PR #205, opened 2024-01-29
Fixes for escaped newline handling

jefftrull:
Experiments with `BOOST_WAVE_BSIZE` revealed that we were missing some backslash+newline cases, and in others, testing invalid memory locations for the presence of a newline.

These fixes repair the specific issues found but a more general solution is probably in order (and will be particularly needed given the more lenient treatment of newline escapes in C++23)

### DIFF
--- a/include/boost/wave/cpplexer/re2clex/cpp_re.hpp
+++ b/include/boost/wave/cpplexer/re2clex/cpp_re.hpp
@@ -238,7 +238,7 @@ uchar *fill(Scanner<Iterator> *s, uchar *cursor)
         for (p = std::max(s->lim - 3, s->cur); p < s->lim + cnt - 2; ++p)
         {
             int len = 0;
-            if (is_backslash(p, s->lim + cnt, len))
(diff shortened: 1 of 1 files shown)


include/boost/wave/cpplexer/re2clex/cpp_re.hpp
```diff
@@ -235,10 +235,10 @@ uchar *fill(Scanner<Iterator> *s, uchar *cursor)
         /* backslash-newline erasing time */
 
         /* first scan for backslash-newline and erase them */
-        for (p = s->lim; p < s->lim + cnt - 2; ++p)
+        for (p = std::max(s->lim - 3, s->cur); p < s->lim + cnt - 2; ++p)
```
hkaiser, line 238:
```suggestion
        for (p = (std::max)(s->lim - 3, s->cur); p < s->lim + cnt - 2; ++p)
```

hkaiser (commented):
Could you add some somment to the code you changed for us to be able to remember what's happening?

jefftrull:
Thanks for the feedback; LMK what you think.

hkaiser (approved):
LGTM, thanks!

PR #207, opened 2024-02-02
Fix checks for signed overflow

### LINKED ISSUE #197: Test for signed overflow occurs after UB invoked
I noticed a warning in CI today for [two](https://github.com/boostorg/wave/blob/abe718abf4d9bdfceeaa0ec2f3115bcfb16bd695/include/boost/wave/grammars/cpp_expression_value.hpp#L189) [lines](https://github.com/boostorg/wave/blob/abe718abf4d9bdfceeaa0ec2f3115bcfb16bd695/include/boost/wave/grammars/cpp_expression_value.hpp#L256) in `cpp_expression_value.hpp`:

`warning: assuming signed overflow does not occur when assuming that (X + c) < X is always false`

It looks like we perform the calculation, and _then_ check to see if an overflow resulted. The compiler may discard the check (or worse).

jefftrull:
When verifying that code being preprocessed does not invoke undefined behavior, Wave does it itself.
This change performs tests on the operands in advance, instead.

Tests `t_6_15`, `t_6_17`, and `t_6_18` (though not `t_6_17`, for some reason) signal errors in the absence of this fix with `-fsanitize=signed-integer-overflow` configured, but it does not cause the tests to fail, because these tests are expected to exit with an error anyway.

If merged, this will fix #197

### DIFF
--- a/include/boost/wave/grammars/cpp_expression_value.hpp
+++ b/include/boost/wave/grammars/cpp_expression_value.hpp
@@ -15,6 +15,8 @@
 #include <iostream>
 #endif // defined(BOOST_SPIRIT_DEBUG)
 
+#include <limits>
+
 #include <boost/wave/wave_config.hpp>
 #include <boost/wave/grammars/cpp_value_error.hpp> // value_error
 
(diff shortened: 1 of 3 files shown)


jefftrull:
While reviewing this old PR I realized that we don't handle `INT_MIN / -1` properly so I've added that.

Issue #225, opened 2024-09-25
Line directive emitted in middle of multi-line string which contains an ifdef or ifndef


njnobles:
Hi, I'm running into an issue where a line directive is being emitted in the middle of a multi-line string if there's an ifdef or ifndef directive in the middle of the string. The line directive was not emitted in Boost 1.77.0.
I suspect this issue was introduced in this PR: https://github.com/boostorg/wave/pull/140
After reverting that change, I no longer see line directives emitted in the middle of the multi-line string.
Here's an example to illustrate the issue:
**test.cpp**
```
"1
#ifdef A
    2a"
#else
    2b
    3"
#endif
```
The following are using `default_preprocessing_hooks`.
**Boost 1.77.0 preprocessed output:**
```
"1
    2 b
    3"
```
**Boost 1.86.0 preprocessed output:**
```
"1
    #line 5 "t_2_032.cpp"
2 b
    3"
```
Boost 1.86.0 output is identical to Boost 1.77.0 output if I revert https://github.com/boostorg/wave/pull/140

**And for comparison, here's output from Visual Studio's cl.exe preprocessor:**
```
#line 1 "test.cpp"
"1



    2b
    3"
#line 8 "test.cpp"
```

jefftrull:
I'm wondering why the tokenizer doesn't catch that one... Thanks for the report!

njnobles:
To be fair, it is a strange case to run into. But my partners have a knack for abusing preprocessor functionality :)

I've created https://github.com/boostorg/wave/pull/226 which reverts the code change from https://github.com/boostorg/wave/pull/140. I left the new test from 140 in however and, interestingly, it seems to still pass in my local environment.

jefftrull:
Unfortunately changes to test code aren't properly propagated in the build system - try touching [test.cfg](https://github.com/boostorg/wave/blob/develop/test/testwave/testfiles/test.cfg) to rerun.

njnobles:
I did notice that occurring and figured out that trick. This particular test is run as default_hooks.exe. I was able to trigger it to rerun by removing the default_hooks.run and default_hooks.test files. I also ran it directly to make sure it was actually running. Seems like it passed in the PR automation as well.

jefftrull:
I was able to identify the commit that separately (from #140) fixed this problem - it's #170. Now to understand why...

jefftrull:
[...]

PR #140, opened 2022-01-02
Fix line directives for ifdef and ifndef when default hooks are used

jefftrull:
At some point in the past the handling for `#if` and `#ifdef` diverged. The code that handles emitting a line directive when a conditional section is skipped worked for `#if` but not `#ifdef/#ifndef`.

This problem was not observable when the `eat_whitespace_hooks` were used instead of the `default_preprocessing_hooks`, because the former signals skipped newlines through the `may_skip_whitespace` hook, hiding the problem. Furthermore, the majority of Wave tests use the
`eat_whitespace` hooks, so it wasn't visible in testing.

This change restores `#ifdef/#ifndef` to the same section as `#if`, so any future changes to conditional handling will happen uniformly. Also, a test case is added to cover the default hooks and this particular case.

If merged, this will resolve #138

PR #223, opened 2024-09-20
Emit line directives for includes with directive on first line

njnobles:
Attempts to address https://github.com/boostorg/wave/issues/222

Include files that begin with an `#if`/`#ifdef`/`#define` directive now properly emit the line directive that was previously missing. 

Because the test suite is using the `eat_whitespace` context policy, the issue only shows if the directive in the include file occurs on the very first line of the file (hence why the copyright comments have been moved to the end of the test files). If the `default_preprocessing_hooks` was used, the copyright comment could be at the beginning and still show the issue.

From my debugging, it seems like the line directive was failing to be emitted because it would errantly fall into this portion of the if-block in cpp_iterator: https://github.com/boostorg/wave/blob/develop/include/boost/wave/util/cpp_iterator.hpp#L786

Here's the output for the `t_2_032.cpp` test that I added prior to the change:
```

t_2_032_001a
#line 6 "t_2_032_001.hpp"
t_2_032_001b

t_2_032_001c

t_2_032_002

t_2_032_004
#line 2 "t_2_032_003.hpp"
t_2_032_003
#line 16 "t_2_032.cpp"
t_2_032_a

t_2_032_b
```
And here's the output after this change:
```
#line 2 "t_2_032_001.hpp"
t_2_032_001a
#line 6 "t_2_032_001.hpp"
t_2_032_001b

t_2_032_001c
#line 2 "t_2_032_002.hpp"
t_2_032_002
#line 2 "t_2_032_004.hpp"
t_2_032_004
#line 2 "t_2_032_003.hpp"
t_2_032_003
#line 16 "t_2_032.cpp"
t_2_032_a

t_2_032_b
```

PR #226, opened 2024-09-25
Line directive emitted in middle of multiline string

njnobles:
Attempts to address https://github.com/boostorg/wave/issues/225

PR reverts the changes to cpp_iterator.hpp that were introduced in https://github.com/boostorg/wave/pull/140

### DIFF
--- a/include/boost/wave/util/cpp_iterator.hpp
+++ b/include/boost/wave/util/cpp_iterator.hpp
@@ -327,12 +327,10 @@ protected:
     void on_define(parse_node_type const &node);
     void on_undefine(lexer_type const &it);
 
-    void on_ifdef(result_type const& found_directive,
-        typename parse_tree_type::const_iterator const &begin,
-        typename parse_tree_type::const_iterator const &end);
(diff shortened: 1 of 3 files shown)


jefftrull:
Unfortunately this also reverts the test :) Regardless, there's a part of #140 that I like and would want to preserve anyway:  the consolidated handling of conditional directives. Here's what I'd like to see in a PR:

1. Preservation of the existing test
2. Additional test coverage for bug #225
3. A targeted fix driven by understanding of what #140 broke and why

Any interest in working on item 2?

jefftrull:
Sorry I misunderstood the test situation here, you already thoughtfully provided one as you did for #223!

I'll try to come up with my own fix that doesn't completely revert #140 since I like the refactoring part of it. #170 is the redundant commit (w.r.t this bug).

jefftrull:
Thanks for all the work you've done on this. It's far more detail than we usually get for bugs, and I appreciate it.
We're going to close this in favor of improving the lexer error checking, rejecting these kinds of constructs entirely.

PR #233, opened 2024-11-05
De-UTF8 the directory name

tjcw:
AIX does not support UTF8 characters in directory and file names. One of the files in the tests is named like this, and this causes problems unpacking BOOST on AIX.

This PR renames the directory, and adds a stage in bootstrap.sh/bootstrap.cmd to fix up the name so that non-AIX platforms can continue to run their tests.


tjcw:
https://github.com/boostorg/boost/pull/978 is the PR that changes bootstrap.sh and bootstrap.cmd

tjcw:
https://github.com/bfgroup/b2/pull/421 is the PR in the reposistory for `b2` changes. Please refer to this rather than to boostorg/boost#978 .

tjcw:
After rechecking, it looks like AIX does not need this patch. Closing.

PR #235, opened 2024-12-06
Fix Github Actions

Flamefire:


jefftrull:
Can you briefly explain these changes? I know we were wrestling with node versions and support for old compilers last year. This PR reverts one of my workarounds/hacks for that issue. How does this one deal with the problem? Thanks.

Flamefire:
Sure. This was part of a bulk change over almost 40 repos, hence I've been very brief on description. In short:

macos-12 runners are dropped by github and jobs won't start anymore. at least macos-13 needs to be used

Containers need to be run on the latest ubuntu runner to avoid trouble, e.g. github removing the host runner os or IIRC some stuff wasn't supported on older OS.

Support for node 16 was fully dropped by GitHub --> @v3 actions don't work anymore and `$ACTIONS_ALLOW_USE_UNSECURE_NODE_VERSION` has no effect. So I removed the variable and updated to @v4 actions which require node 20. Github bind-mounts a node20 installation into the container which is incompatible with the glibc of ubuntu 16/18 and due to that mount an installation in the docker image won't work.

This solution downloads an unofficial node 20 built against the correct/older glibc and creates 2 mount points such that we can put that node onto the host runner and mount that instead of what github gives us using the idea from https://github.com/dixyes/ghactionsplay/blob/bf889ee2fed8dcd72cc8e32bfd4789be177c958f/.github/workflows/glibc217node20.yml
To avoid overloading the unofficial-builds.nodejs.org server we use a copy hosted at boost.io

Does that answer your questions or do you need more details?

jefftrull:
This fix supersedes the previous hack in #217 thanks @Flamefire

jefftrull:
Finally getting around to merging into master and I wondered if you had any insights on the CI failure. Clang, so doesn't seem related to this PR but thought I would ask https://github.com/boostorg/wave/actions/runs/14656737135

Flamefire:
See the message at the bottom of the run:
> This is a scheduled Ubuntu 20.04 retirement. Ubuntu 20.04 LTS runner will be removed on 2025-04-15. 

So the failure is "intended".

I opened https://github.com/boostorg/wave/pull/239 for an update.

jefftrull:
Thanks again for your many contributions!

PR #236, opened 2025-02-28
Avoid including deprecated atomic_count.hpp header

Lastique:
`boost/detail/atomic_count.hpp` was moved to `boost/smart_ptr/detail` and the old header is deprecated and emits warnings.


jefftrull:
Thanks!

Lastique:
Looks like this didn't make it into the 1.88.0 release. Please, merge to master.

PR #239, opened 2025-04-25
GHA: Use Ubuntu 24.04 for clang test

Flamefire:
GitHub removes the Ubuntu 20 runners

Currently there are random intended failures (brownout phase):
> This is a scheduled Ubuntu 20.04 retirement. Ubuntu 20.04 LTS runner will be removed on 2025-04-15. 

As the Clang version doesn't seem to matter just update to the latest OS


jefftrull:
Thanks so much for your continued help

PR #244, opened 2025-11-13
Implement support for digit separators in preprocessor expressions

jefftrull:
Integers with digit separators are already recognized as literal tokens. This commit adds proper interpretation of them as integers for use in expressions, e.g. with `#if`, by:

1. Adding digit separators to the RE2C code that handles pp-numbers,
2. Filtering out digit separators before extracting numeric values, and
3. Adding appropriate unit tests


jefftrull:
FYI @APokorny

PR #247, opened 2026-02-09
fix(macromap): correct return value in expand_predefined_macro

### LINKED ISSUE #246: Predefined macros (`__FILE__`, `__LINE__`, `__INCLUDE_LEVEL__`) are expanded twice when `expanding_object_like_macro` returns true
When a custom `expanding_object_like_macro` hook is defined and returns true, special predefined macros such as `__FILE__`, `__LINE__`, and `__INCLUDE_LEVEL__` are emitted twice in the output.

## Minimum reproduction
```cpp
#include <boost/wave.hpp>
#include <boost/wave/cpp_context.hpp>
#include <iostream>
#include <string>

struct custom_hooks : boost::wave::context_policies::default_preprocessing_hooks {
    template <typename ContextT, typename TokenT, typename ContainerT>
    bool expanding_object_like_macro(ContextT const&, TokenT const&, ContainerT const&,
                                     TokenT const&) {
        return true;
    }
};

int main() {
    std::string input =
        R"(
int main() {
     __LINE__;
}
)";

    using namespace boost::wave;

    using token_type = cpplexer::lex_token<>;
    using lexer_type = cpplexer::lex_iterator<token_type>;

    using context_type = context<std::string::const_iterator, lexer_type,
                                 iteration_context_policies::load_file_to_string, custom_hooks>;

    context_type ctx(input.begin(), input.end(), "test.cpp");

    for (auto it = ctx.begin(); it != ctx.end(); ++it) {
        if (!it->is_valid()) continue;
        std::cout << it->get_value();
    }
    std::cout << std::endl;
}
```
## Expected output
```cpp
int main() {
    __LINE__;
}
```
## Actual output
```cpp
int main() {
    __LINE__ __LINE__;
}
```

## Analysis

The issue appears to be caused by an inconsistency between
[`expand_predefined_macro`](https://github.com/boostorg/wave/blob/boost-1.90.0/include/boost/wave/util/cpp_macromap.hpp#L1671) and its caller [`expand_macro`](https://github.com/boostorg/wave/blob/boost-1.90.0/include/boost/wave/util/cpp_macromap.hpp#L1445).

In `expand_predefined_macro`:
```cpp
if (ctx.get_hooks().expanding_object_like_macro(
        ctx.derived(), deftoken, ContainerT(), curr_token))
{
    // do not expand this macro, just copy the whole sequence
    expanded.push_back(curr_token);
    return false;   // no further preprocessing required
}
```
Here, when `expanding_object_like_macro` returns true, the function pushes the predefined macro
token into `expanded` and returns **false**.

However, in `expand_macro`, macro processing is only stopped when
`expand_predefined_macro` returns **true**:
```cpp
// try to expand a predefined macro (__FILE__, __LINE__ or __INCLUDE_LEVEL__)
if (expand_predefined_macro(curr_token, expanded))
    return false;
```

As a result, the predefined macro token is emitted once inside
`expand_predefined_macro`, and then emitted again by the caller,
leading to duplicated output.

sortA0329:
Fix #246

### DIFF
--- a/include/boost/wave/util/cpp_macromap.hpp
+++ b/include/boost/wave/util/cpp_macromap.hpp
@@ -1686,7 +1686,7 @@ macromap<ContextT>::expand_predefined_macro(token_type const &curr_token,
     {
         // do not expand this macro, just copy the whole sequence
         expanded.push_back(curr_token);
-        return false;           // no further preprocessing required
+        return true;           // no further preprocessing required
     }
 
     token_type replacement;
--- a/test/testwave/collect_hooks_information.hpp
+++ b/test/testwave/collect_hooks_information.hpp
@@ -106,12 +106,18 @@ class collect_hooks_information
 
 public:
     collect_hooks_information(std::string& trace)
-      : hooks_trace(trace), skipped_token_hooks(false)
+            : hooks_trace(trace), skipped_token_hooks(false),
+                object_like_macro_passthrough(false)
     {}
 
     void set_skipped_token_hooks(bool flag) 
     {
         skipped_token_hooks = flag;
+    }
+
+    void set_object_like_macro_passthrough(bool flag)
+    {
+        object_like_macro_passthrough = flag;
     }
 
     ///////////////////////////////////////////////////////////////////////////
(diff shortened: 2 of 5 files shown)


jefftrull:
LGTM and thanks for your contribution; is there a rush on this? We are currently in the merge window - it _could_ be possible to add it directly to master with permission from the release master, but I'd prefer to wait since we can't do the normal develop->master flow.

sortA0329:
There’s no rush on this. I don't need the fix immediately, so I'm happy to wait for the normal develop->master flow.

jefftrull:
Thanks for your contribution!

PR #252, opened 2026-05-01
Copy latest AppVeyor script from boost-ci and adjust to match

jefftrull:
The [Boost CI](https://github.com/boostorg/boost-ci) project has well thought out configurations for CI we should leverage. This will be the first of several PRs syncing up with that work.


jefftrull:
This PR has CI failures that appear to be due to an ongoing DDoS attack on Canonical's servers

Issue #122, opened 2019-12-11
s3.transfer_bucket - document that original file is not removed from original bucket


elyse-weiss:
Documentation should be clear here.

jburchard:
Should we rename the method to be `s3.copy_bucket()` instead? That seems to be more descriptive of what's going on.

elyse-weiss:
My only objection is I know both Martha and I have used `transfer_bucket()` in a number of scripts, and I think to avoid breaking things we should avoid changing names of functions.

We could add a parameter to allow folks to delete from original bucket if they want?

elyse-weiss:
other proposal: add parameter as to whether to drop from original bucket

eliotst:
One thing to pay attention to here is permissions around being able to delete objects.

PR #148, opened 2020-02-03
Adds an option to delete original files when transferring between buckets

ChrisC:
Adds an additional arg `remove_original` to the `transfer_bucket` method. Default is set to False.

See #122

### DIFF
--- a/parsons/aws/s3.py
+++ b/parsons/aws/s3.py
@@ -351,7 +351,7 @@ class S3(object):
             if remove_original:
                 try:
                     self.remove_file(origin_bucket, origin_key)
-                except:
+                except Exception:
                     pass
 
             if public_read:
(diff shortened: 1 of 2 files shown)


parsons/aws/s3.py
```diff
@@ -346,6 +348,11 @@ def transfer_bucket(self, origin_bucket, origin_key, destination_bucket,
 
             copy_source = {'Bucket': origin_bucket, 'Key': key}
             self.client.copy(copy_source, destination_bucket, dest_key)
+            if remove_original:
+                try:
+                    self.remove_file(origin_bucket, origin_key)
+                except Exception:
+                    pass
```
jburchard: Perhaps we should include some logging to indicate that it failed, or lift up the boto3 error that was raised in the logs.

PR #151, opened 2020-02-05
s3: support extra args in more methods

eliotst:
This commit adds support for passing extra args to more of the
methods in the `parsons.aws.s3.S3` class. The new methods are:

 * copy
 * get_file
 * list_keys


jburchard:
Could you include links to S3 documentation listing potential kwargs?

PR #152, opened 2020-02-05
Avoid hard requirement for all vendor libraries to import parsons

### LINKED ISSUE #146: Too many dependencies

schuyler1d:
Fixes #146 

This is take-2 from #147 after @eliotst  gave feedback.

### DIFF
--- a/parsons/__init__.py
+++ b/parsons/__init__.py
@@ -1,32 +1,143 @@
 # Provide shortcuts to importing Parsons submodules
-# Eg. This allows for: `from parsons import VAN`
-from parsons.ngpvan.van import VAN
-from parsons.targetsmart.targetsmart_api import TargetSmartAPI
-from parsons.targetsmart.targetsmart_automation import TargetSmartAutomation
-from parsons.databases.redshift.redshift import Redshift
-from parsons.aws.s3 import S3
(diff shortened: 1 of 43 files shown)


eliotst:
Looks good to me. It does look like there's a merge conflict with master. Could you pull in the latest from our parsons repo? I'll approve after that.

PR #153, opened 2020-02-06
Freshdesk Connector

jburchard:
This is a connector for [Freshdesk](url) which is an omnichannel customer support platform. This initial PR focuses on core tables to extract from Freshdesk, though could be improved in the future to include methods that create tickets and other objects.

This PR also adds a new method `Table.sort()` since the Freshdesk API sorting is a little bit weird.

### DIFF
--- a/parsons/freshdesk/freshdesk.py
+++ b/parsons/freshdesk/freshdesk.py
@@ -9,7 +9,7 @@ logger = logging.getLogger(__name__)
 PAGE_SIZE = 100
 
 
-class FreshDesk():
+class Freshdesk():
     """
     Instantiate FreshDesk Class
 
--- a/parsons/freshdesk/freshdesk.py
+++ b/parsons/freshdesk/freshdesk.py
@@ -1,0 +1,178 @@
+from parsons.utilities import check_env
+from parsons.utilities.api_connector import APIConnector
+import re
+from parsons import Table
+import logging
+
+logger = logging.getLogger(__name__)
+
+PAGE_SIZE = 100
+
+
+class FreshDesk():
+    """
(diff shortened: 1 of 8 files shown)


parsons/freshdesk/freshdesk.py
```diff
@@ -0,0 +1,178 @@
...
+            data.extend(r.json())
+
+        return data
+
+    def transform_table(self, tbl, expand_custom_fields=None):
+        # Internal method to transform a table prior to returning
+
+        tbl.move_column('id', 0)
+        tbl.sort()
+        if expand_custom_fields:
```
eliotst: I like that this is optional.

parsons/freshdesk/freshdesk.py
```diff
@@ -0,0 +1,178 @@
...
+            tbl.unpack_dict('custom_fields', prepend=False)
```
SorenSpicknall: Is there already an intended use case for unpacking in this flat manner? I don't think there's any reason to hold up the PR over design considerations here, but Eliot had mentioned in a call that perhaps there might be unintended consequences to breaking each dictionary field into a new column when custom fields might change over time. Should we consider doing some checking here or somewhere else to make sure schemas are aligned when the custom columns change?

jburchard: I think that is should be checked, but I would suggest that it be checked as part of a synchronization script that leverages these methods. The use case is for users that don't anticipate their custom fields changing over time and want to 1) avoid additional side tables and joins in a database 2) parsing of nested jsons in a DB.

I set the default to not unpack, so that the data model remains consistent.

PR #159, opened 2020-02-19
Implement redash support

schuyler1d:
For https://redash.io/ for loading data from redash queries.

MoveOn uses Redash internally to manage and save/run SQL queries from several inhouse databases/sources.

### DIFF
--- a/parsons/redash/redash.py
+++ b/parsons/redash/redash.py
@@ -1,0 +1,168 @@
+import json
+import logging
+import requests
+import time
+
+from parsons.etl.table import Table
+
+logger = logging.getLogger(__name__)
+
+
+class Redash(object):
+    """
+    Instantiate Redash Class
+
+    `Args:`
+        base_url: str
+            The base url for your redash instance (excluding the final /)
+        user_api_key: str
+            The user API key found in the User's profile screen
+        pause_time int
+            Specify time between polling for refreshed queries (Defaults to 3 seconds)
+        verify: bool
+            For https requests, should the certificate be verified (Defaults to True)
+    `Returns:`
+        Redash Class
+    """
+    args = {'base_url': None,
+            'user_api_key': None,
+            'pause_time': 3,
+            'verify': True,
+            'query_id': None,
+            'params': None}
+
+    def __init__(self,
+                 base_url="http://localhost",
+                 user_api_key=None,
+                 pause_time=3,
+                 verify=True):
+        self.base_url = base_url
+        self.user_api_key = user_api_key
+        self.pause = pause_time   # seconds to delay
+        self.verify = verify  # for https requests
+        self.session = requests.Session()
+        if user_api_key:
+            self.session.headers.update({'Authorization': f'Key {user_api_key}'})
+
+    def _poll_job(self, session, job, query_id):
+        while job['status'] not in (3, 4):
+            poll_url = '{}/api/jobs/{}'.format(self.base_url, job['id'])
+            response = session.get(poll_url, verify=self.verify)
+            response_json = response.json()
+            job = response_json.get(
+                'job',
+                {'status': 'Error NO JOB IN RESPONSE: {}'.format(json.dumps(response_json))})
+            logger.debug('poll', poll_url, query_id, job['status'], job.get('error'))
+            time.sleep(self.pause)
+
+        if job['status'] == 3:  # 3 = completed
+            return job['query_result_id']
+        elif job['status'] == 4:  # 3 = ERROR
+            raise Exception('Redash Query {} failed: {}'.format(query_id, job['error']))
+
+    def get_fresh_query_results(self, query_id, params=None):
+        """
+        Make a fresh query result and get back the CSV http response object back
+        with the CSV string in result.content
+
+        `Args:`
+            query_id: str or int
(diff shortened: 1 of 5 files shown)


parsons/redash/redash.py
```diff
@@ -0,0 +1,168 @@
...
+            'query_id': None,
+            'params': None}
+
+    def __init__(self,
+                 base_url="http://localhost",
+                 user_api_key=None,
+                 pause_time=3,
+                 verify=True):
+        self.base_url = base_url
+        self.user_api_key = user_api_key
```
eliotst: You should look in the environment for the API key, too. So, `self.user_api_key = check('REDASH_API_KEY', user_api_key)`

parsons/redash/redash.py
```diff
@@ -0,0 +1,168 @@
...
+        self.pause = pause_time   # seconds to delay
+        self.verify = verify  # for https requests
+        self.session = requests.Session()
+        if user_api_key:
+            self.session.headers.update({'Authorization': f'Key {user_api_key}'})
+
+    def _poll_job(self, session, job, query_id):
+        while job['status'] not in (3, 4):
```
eliotst: It might be good to add a timeout arg to the class to allow users to specify the max time they're willing to wait.. and exit the loop accordingly.

parsons/redash/redash.py
```diff
@@ -0,0 +1,168 @@
...
+        `Args:`
+            query_id: str or int
+                The query id of the query
+            params: dict
+                If there are parameters in the query (e.g. "{{datelimit}}" in the query),
+                then this is a dict that will pass the parameters in the POST.
+                We add the "p_" prefix for parameters, so if your query had ?p_datelimit=....
+                in the url, you should just set 'datelimit' in params here.
+        `Returns:`
+            Response Class
```
eliotst: Generally, we prefer Parsons Connectors to return the response data as `Table`s (unless the return value is a scalar). Do you see the user needing something else from the `Response` other than the data in the response body?

parsons/redash/redash.py
```diff
@@ -0,0 +1,168 @@
...
+
+    def get_fresh_query_results(self, query_id, params=None):
+        """
+        Make a fresh query result and get back the CSV http response object back
+        with the CSV string in result.content
+
+        `Args:`
+            query_id: str or int
+                The query id of the query
+            params: dict
```
eliotst: I think the more "Parson-ic" (see what I did there?) way of doing this would be to leverage `**kwargs`. If possible, we also like to drop a link in the docstring to the corresponding API docs on possible args.. though a quick scan of the Redash docs makes me think such a link might not exist.

eliotst: Also, if there are very common parameters that get passed in (not sure, since I'm not familiar with Redash), it might be a good idea to name them explicitly as optional function args.

parsons/redash/redash.py
```diff
@@ -0,0 +1,168 @@
...
+            params['api_key'] = query_api_key
+        response = self.session.get(f'{self.base_url}/api/queries/{query_id}/results.csv',
+                                    params=params,
+                                    verify=self.verify)
+        if response.status_code != 200:
+            raise Exception(f'Failed getting results for query {query_id}. {response.text}')
+        return response
+
+    @classmethod
+    def load_to_table(cls, refresh=True, **kwargs):
```
eliotst: I really like this pattern. We might have to look at incorporating this into some of our other Connectors.

parsons/redash/redash.py
```diff
@@ -0,0 +1,168 @@
...
+        with the CSV string in result.content
+
+        `Args:`
+            query_id: str or int
+                The query id of the query
+            query_api_key: str
+                If you did not supply a user_api_key on the Redash object, then you can
+                supply a query_api_key to get cached results back anonymously.
+        `Returns:`
+            Response Class
```
eliotst: Same question as above re: `Response` vs. `Table`.

schuyler1d:
Thanks for the review!  Ok:
* added `check()` support; I needed to add a optional=False arg to that utility method for it to work with optional Nones/0's.
* All methods return Table()s now

Re `params`, they are specific to the query, and it would be difficult with load_to_table. I would like to keep these separate so they don't cause trouble if their names overlap with current (or future) method arguments.  Just as an example, I've personally had redash queries with "base_url" as a parameter.

parsons/redash/redash.py
```diff
@@ -0,0 +1,186 @@
...
+                then this is a dict that will pass the parameters in the POST.
+                We add the "p_" prefix for parameters, so if your query had ?p_datelimit=....
+                in the url, you should just set 'datelimit' in params here.
+                If you set this with REDASH_QUERY_PARAMS environment variable instead of passing
+                the values, then you must include the "p_" prefixes and it should be a single
+                url-encoded string as you would see it in the URL bar.
+        `Returns:`
+            Table Class
+        """
+        query_id = check('REDASH_QUERY_ID', query_id, optional=True)
```
eliotst: This makes sense to do here, because this is sometimes called by the `load_to_table` classmethod below.. but for future reference, usually the environment variable pattern is more about `__init__` parameters than necessarily specific function parameters.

= = = =

• What is expected: Based on the entries above, please state how many lines include "example", leaving out everything else.

• Answer for the task: 2